PR #759, opened 2024-11-28
ZMS-188

NickOvt:
add more readable operationId and response types, fix deps


NickOvt:
@louis-lau Updates the openapi operationIds and responses as requested. Please check with a generator if everything's fine. I tested with `https://openapi-generator.tech/` for `bash` and it looks good to me.

andris9 (approved):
####################
# Activity
In the records above, find the line containing "good to me."; please retype it and every line after it through the last line, exactly and with nothing else.

# Output of the task
@louis-lau Updates the openapi operationIds and responses as requested. Please check with a generator if everything's fine. I tested with `https://openapi-generator.tech/` for `bash` and it looks good to me.

andris9 (approved):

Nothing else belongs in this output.